-- Information shown follows --

PR #1097, opened 2026-05-11
fix(auth): pass alg to importJWK for jose v6 compatibility with Auth0…

cameron-michie:
Bug fix

Any authenticated Storage request fails with HTTP 403 when the configured JWKS contains RSA keys that omit the `"alg"` field.

The error thrown is [from here](https://github.com/panva/jose/blob/9c8658647f1b9c3fe4d7d15812ddc51fedbf2416/src/lib/jwk_to_key.ts#L107): `"alg" argument is required when "jwk.alg" is not present`

jose v6 removed algorithm inference from `importJWK()`. It now requires either `jwk.alg` to be set on the key object, or the algorithm passed explicitly as the second argument. Storage was calling `importJWK(jwk)` without either, causing jose to throw before the key could be imported.

## What is the new behavior?

`importJWK` is called as `importJWK(jwk, header.alg)`

## Additional context

n/a

### DIFF
--- a/src/internal/auth/jwt.ts
+++ b/src/internal/auth/jwt.ts
@@ -103,14 +103,22 @@ async function findJWKFromHeader(
       return encoder.encode(secret)
     }
 
-    // find the first key without a kid or with the matching kid, the "oct" type
-    const jwk = jwks.keys.find(
-      (key) => (!key.kid || key.kid === header.kid) && key.kty === 'oct' && key.k
-    )
+    // find the first compatible "oct" key without a kid or with the matching kid
+    let mismatchedJwk: JwksConfigKey | undefined
+    const jwk = jwks.keys.find((key) => {
+      if ((!key.kid || key.kid === header.kid) && key.kty === 'oct' && key.k) {
+        if (key.alg !== undefined && key.alg !== header.alg) {
+          mismatchedJwk ??= key
+          return false
+        }
+        return true
+      }
+      return false
+    })
 
-    if (jwk?.alg && jwk.alg !== header.alg) {
+    if (!jwk && mismatchedJwk) {
       throw ERRORS.AccessDenied(
-        `JWT algorithm "${header.alg}" does not match JWK algorithm "${jwk.alg}"`
+        `JWT algorithm "${header.alg}" does not match JWK algorithm "${mismatchedJwk.alg}"`
       )
     }
 
@@ -136,7 +144,7 @@ async function findJWKFromHeader(
     return (
       ((!key.kid && !header.kid) || key.kid === header.kid) &&
       key.kty === kty &&
-      (!key.alg || key.alg === header.alg)
+      (key.alg === undefined || key.alg === header.alg)
     )
   })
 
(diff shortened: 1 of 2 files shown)


mathiasGM:
Thanks a lot for looking into this and opening the PR, @cameron-michie. Really appreciate it!
We’ve been able to reproduce the issue consistently on our side as well, so it definitely seems like a real bug.

This would be a very valuable fix for us, and happy to help test or provide more context if useful.

src/internal/auth/jwt.ts
```diff
@@ -90,7 +90,7 @@ async function findJWKFromHeader(
     // couldn't find a matching JWK, try to use the secret
     return encoder.encode(secret)
   }
-  return await importJWK(jwk)
+  return await importJWK(jwk, header.alg)
```
ferhatelmas: Now, we also need to fix the jwk filtering above because otherwise jwk with a particular algorithm will verify a token with an algorithm that isn't created for. For example, jwk says `RS256` but header says `RS512`

And it's also better to pass `jwk.alg || header.alg` here for clearer intention

src/internal/auth/jwt.ts
```diff
@@ -90,7 +90,7 @@ async function findJWKFromHeader(
...
 }
```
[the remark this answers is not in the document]
ferhatelmas: yes, we need to see some tests as well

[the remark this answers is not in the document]
ferhatelmas: * accept asymmetric jwt when matching jwk has no alg
* reject asymmetric jwt when matching jwk has a different alg
* reject hmac jwt when matching jwk has a different alg

ferhatelmas (changes requested):

ferhatelmas:
@cameron-michie main idea of the change is good but it's too permissive. Let me know if you can work on additional changes I commented. Happy to give a hand otherwise.

cameron-michie:
Hi @ferhatelmas, thanks so much for the review and for the comments. I gave the changes you requested a go, and added the tests. Could you take another look please?

src/internal/auth/jwt.ts
```diff
@@ -103,9 +103,13 @@ async function findJWKFromHeader(
...
-    // find the first key without a kid or with the matching kid and the "oct" type
+    // find the first key without a kid or with the matching kid, the "oct" type, and a compatible alg
     const jwk = jwks.keys.find(
-      (key) => (!key.kid || key.kid === header.kid) && key.kty === 'oct' && key.k
+      (key) =>
+        (!key.kid || key.kid === header.kid) &&
+        key.kty === 'oct' &&
+        key.k &&
+        (!key.alg || key.alg === header.alg)
     )
```
ferhatelmas: if we match by kid but alg is different, we should reject  here, not fallback to static

src/internal/auth/jwt.ts
```diff
@@ -125,16 +129,20 @@ async function findJWKFromHeader(
...
+      (!key.alg || key.alg === header.alg)
+    )
   })
 
   if (!jwk) {
     // couldn't find a matching JWK, try to use the secret
     return encoder.encode(secret)
   }
-  return await importJWK(jwk)
+  return await importJWK(jwk, jwk.alg || header.alg)
```
ferhatelmas: shall we use defined instead of empty/falsy?

ferhatelmas:
@claude review always

ferhatelmas (approved):

itslenny (approved):

PR #947, opened 2026-03-30
fix: improved error handling and normalization

itslenny:
## What kind of change does this PR introduce?

Fix to add additional error handling and normalization

## What is the current behavior?

- Some 400 errors include `statusCode: 0` in the json body
- Some of the most common 500 errors aren't true 500s

## What is the new behavior?

- Add missing statusCodes to json body for 400 level errors
- Handle specific 500 errors with more accurate errors / codes

## Additional Context

**400 ERRORS**

Add missing internal `statusCode` value to error for the following errors (currently statusCode=0):

* Fastify validation
  * FST_ERR_VALIDATION = 400
  * FST_ERR_CTP_EMPTY_JSON_BODY = 400
  * FST_ERR_CTP_INVALID_JSON_BODY = 400
  * FST_ERR_CTP_INVALID_CONTENT_LENGTH = 400
  * FST_ERR_CTP_INVALID_MEDIA_TYPE = 415
* S3 protocol validation
  * S3 protocol body validation = 400

**500 ERRORS**

Better error codes for 500s that aren't true 500s

* S3 Chunk size exceeds 8388608 bytes = 400
* Project database errors
  * 08P01 - no more connections allowed (max_client_conn) = 503
  * 25006 - read only sql transaction = 503
  * 22P02 - invalid text representation = 503
  * 42703 - undefined column = 503
  * 42P01 - relation does not exist = 503

PR #1106, opened 2026-05-13
fix: correctly categorize errors related to saturated project databases

itslenny:

Bug fix

These errors caused by projects under extreme load throw as 500 errors

- 'server login has been failing, cached error: connect timeout (server_login_retry)',
- 'server login has been failing, cached error: the database system is not accepting connections (server_login_retry)',

This [previous change](https://github.com/supabase/storage/pull/947/changes#diff-230c7c8b84befeba072a468151e75decacdc7e40dc9a99f08fa41ef862b200dcR138) miscategorized `no more connections allowed` as a 503. Without this it is correctly handled in error-hanler.ts as a 429

## What is the new behavior?

Errors related to project databases being overloaded throw as `429 slow down`

### DIFF
--- a/src/http/error-handler.ts
+++ b/src/http/error-handler.ts
@@ -33,6 +33,8 @@ export const setErrorHandler = (
         'no more connections allowed',
         'sorry, too many clients already',
         'server login has been failing, try again later',
+        'server login has been failing, cached error: connect timeout (server_login_retry)',
+        'server login has been failing, cached error: the database system is not accepting connections (server_login_retry)',
       ].some((msg) => (error as DatabaseError).message.includes(msg))
     ) {
       return reply.status(429).send(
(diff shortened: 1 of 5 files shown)


src/http/error-handler.ts
```diff
@@ -33,6 +33,8 @@ export const setErrorHandler = (
         'no more connections allowed',
         'sorry, too many clients already',
         'server login has been failing, try again later',
+        'server login has been failing, cached error: connect timeout (server_login_retry)',
+        'server login has been failing, cached error: the database system is not accepting connections (server_login_retry)',
```
ferhatelmas: We have a similar list for s3 error handler, can we update it as well?

It might be better to extract this into a helper and use in both places

ferhatelmas (approved):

-- Information shown concluded --

- _What the task asks_
Only one span is wanted. It runs from the first line of the listing through the line with "jwk = jwks.keys.find((key)", and each line must match exactly.

- _Result of this exercise_
PR #1097, opened 2026-05-11
fix(auth): pass alg to importJWK for jose v6 compatibility with Auth0…

cameron-michie:
Bug fix

Any authenticated Storage request fails with HTTP 403 when the configured JWKS contains RSA keys that omit the `"alg"` field.

The error thrown is [from here](https://github.com/panva/jose/blob/9c8658647f1b9c3fe4d7d15812ddc51fedbf2416/src/lib/jwk_to_key.ts#L107): `"alg" argument is required when "jwk.alg" is not present`

jose v6 removed algorithm inference from `importJWK()`. It now requires either `jwk.alg` to be set on the key object, or the algorithm passed explicitly as the second argument. Storage was calling `importJWK(jwk)` without either, causing jose to throw before the key could be imported.

## What is the new behavior?

`importJWK` is called as `importJWK(jwk, header.alg)`

## Additional context

n/a

### DIFF
--- a/src/internal/auth/jwt.ts
+++ b/src/internal/auth/jwt.ts
@@ -103,14 +103,22 @@ async function findJWKFromHeader(
       return encoder.encode(secret)
     }
 
-    // find the first key without a kid or with the matching kid, the "oct" type
-    const jwk = jwks.keys.find(
-      (key) => (!key.kid || key.kid === header.kid) && key.kty === 'oct' && key.k
-    )
+    // find the first compatible "oct" key without a kid or with the matching kid
+    let mismatchedJwk: JwksConfigKey | undefined
+    const jwk = jwks.keys.find((key) => {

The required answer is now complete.